Your NLU Model

This assignment will guide you in building a simple yet powerful model for natural language understanding (NLU) tasks, such as identifying a user's intent and extracting key information (slots) from their input. The incomplete model is found in model.py in your repository.

Step 1: Understand the Problem

• What you are building: A model that uses BERT, a pre-trained language model, to classify user intents (e.g., "find_recipe") and identify specific slots (e.g., "cuisine: Japanese").

• Key Components:

  • Intent Classification: Determines the overall goal of the user.

  • Slot Filling: Extracts detailed information from the input text.

Step 2: Prepare for Development

1. Decide Input and Output:

   • The model takes tokenized input (a sequence of numbers representing words) and a corresponding attention mask (to focus on meaningful tokens).

   • It outputs:

     • A logit vector for intents (one number per intent).

     • A logit matrix for slots (one number per token for each slot type).

2. Determine Number of Classes:

   • Count the number of unique intents in your dataset.

   • Count the number of unique slot labels (e.g., B-cuisine, I-cuisine).
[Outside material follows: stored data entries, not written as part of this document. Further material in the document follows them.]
PR #14439, opened 2021-04-01
Addon-docs: Add transparency support to color swatch

bart-krakowski:
## What I did
I added a transparency checkerboard (https://encrypted-tbn0.gstatic.com/images?q=tbn:ANd9GcRjwfs5goq3Bgox6EKk4LNxHLAyHKixVyN8pQ&usqp=CAU) to the ColorItem component.
I think the display of semi-transparent colors will be easier to read from now on:
Screenshot 2021-04-01 at 15 38 43

┆Issue is synchronized with this [Asana task](https://app.asana.com/0/1200539748475788/1200567601702391) by [Unito](https://www.unito.io)


ndelangen:
I really like this! @MichaelArestad WDYT?

MichaelArestad:
This is a cool idea! Nice work @bart-krakowski 

1. Should this be optional?
2. I would apply it to the container wrapping all of the color swatches so the pattern is seamless between colors. There is a transparent border on this container, but I think it would be a good idea to make this border a solid color.
3. I find the checker pattern nice, but a bit heavy. Perhaps something with a less grey would be better to make it easier to see the unaltered color. I tried the following:

```css
background-image: repeating-linear-gradient(-45deg, #ccc, #ccc 1px, #fff 1px, #fff 16px)
```

Which looks like this:
image


What do you think?

ndelangen:
@bart-krakowski do you think you could make this adjustment?

bart-krakowski:
@ndelangen, yes, I will introduce it soon.

shilman:
@bart-krakowski this is awesome!! however, there is some weirdness in the chromatic build. can you please take a look? https://www.chromatic.com/build?appId=5a375b97f4b14f0020b0cda3&number=22752

bart-krakowski:
@shilman, I see it works better now :) 
https://www.chromatic.com/build?appId=5a375b97f4b14f0020b0cda3&number=22755

shilman (approved):
Great job @bart-krakowski @MichaelArestad 💯

shilman (changes requested):
Hmm @bart-krakowski can we add this without adding an extra prop? 🤔

bart-krakowski:
> Hmm @bart-krakowski can we add this without adding an extra prop? 🤔



> Hmm @bart-krakowski is there any way to achieve this without needing to add an extra prop? 🤔

bart-krakowski:
> Hmm @bart-krakowski is there any way to achieve this without needing to add an extra prop? 🤔

OK, I have removed the `isTransparent` prop.

lib/components/src/blocks/ColorPalette.tsx
```diff
@@ -64,6 +79,8 @@ const SwatchColors = styled.div(({ theme }) => ({
   height: 50,
   marginBottom: 5,
   overflow: 'hidden',
+  backgroundColor: 'white',
+  backgroundImage: `repeating-linear-gradient(-45deg, #ccc, #ccc 1px, #fff 1px, #fff 16px)`,
 }));
```
MichaelArestad, line 84: I would also add `background-clip: padding-box;` to prevent the background from showing under the transparent border.

MichaelArestad (changes requested):

shilman (approved):
This is so awesome. Thanks for all the fixes @bart-krakowski 💯

PR #14447, opened 2021-04-02
Addon-docs/Angular: Keep inlineStories to false by default

ThibaudAV:
Issue: 

🙈  multiple reverts and bounces of this subject have lost a small essential change

## What I did

keep a inlineStories = false as expected ... 

## How to test

image


shilman (approved):
LGTM

PR #14450, opened 2021-04-02
Document support for stories as function

avaly:
## What I did

Source: https://github.com/storybookjs/storybook/issues/11181#issuecomment-674844736


shilman (approved):
Nice one!!!

PR #280, opened 2025-11-12
Cleanup std usage to use ETL consistently

rolandreichweinbmw:
Some typo fixed in a separate commit.


christian-schilling (changes requested):
The separate type fix commit needs to be it's own PR.

rolandreichweinbmw:
> The separate type fix commit needs to be it's own PR.

Ok, removed this commmit from the PR.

Step 3: Define the Model Architecture

1. Use a Pre-trained BERT Model:

   • BERT is pre-trained to understand language; you'll use its outputs to classify intents and slots.

   • Load the pre-trained BertModel from the transformers library.

   • Hint for later: One can find information on a pre-trained model by looking under model.config.____

2. Add a Linear Layer for Intent Classification:

   1. Intent Classifier:

      • What it does: Classifies the entire sentence's intent.

      • Input size: The size of the pooled output from BERT. (Hint: This would be the hidden_size of the last BERT layer)

      • Output size: The number of intents in your dataset.

   2. BERT provides a special [CLS] token embedding for the entire input text.

   3. Use this embedding to classify intents by passing it through a linear layer that maps to the number of intent classes.

3. Add a Linear Layer for Slot Classification:

   1. Slot Classifier:

      • What it does: Predicts a slot label for each token in the input.

      • Input size: The size of the last hidden state embeddings from BERT.

      • Output size: The number of slot labels in your dataset.

   2. BERT generates embeddings for all tokens in the input sequence.

   3. Use these token embeddings to classify slots by passing them through another linear layer.

Step 4: Implement the Forward Pass

1. Tokenize Input:

   • Input text is converted into token IDs and an attention mask (already done in preprocessing).

2. Pass Input Through BERT:

   • Use the BERT model to generate two outputs:

     • last_hidden_state: A sequence of embeddings for all tokens.

     • pooler_output: A single embedding summarizing the entire input.

3. Generate Predictions:

   • Feed the pooler_output to the intent classifier.

   • Feed the last_hidden_state to the slot classifier.

4. Return Both Outputs:

   • Return intent logits (one per intent class) and slot logits (one per slot label for each token).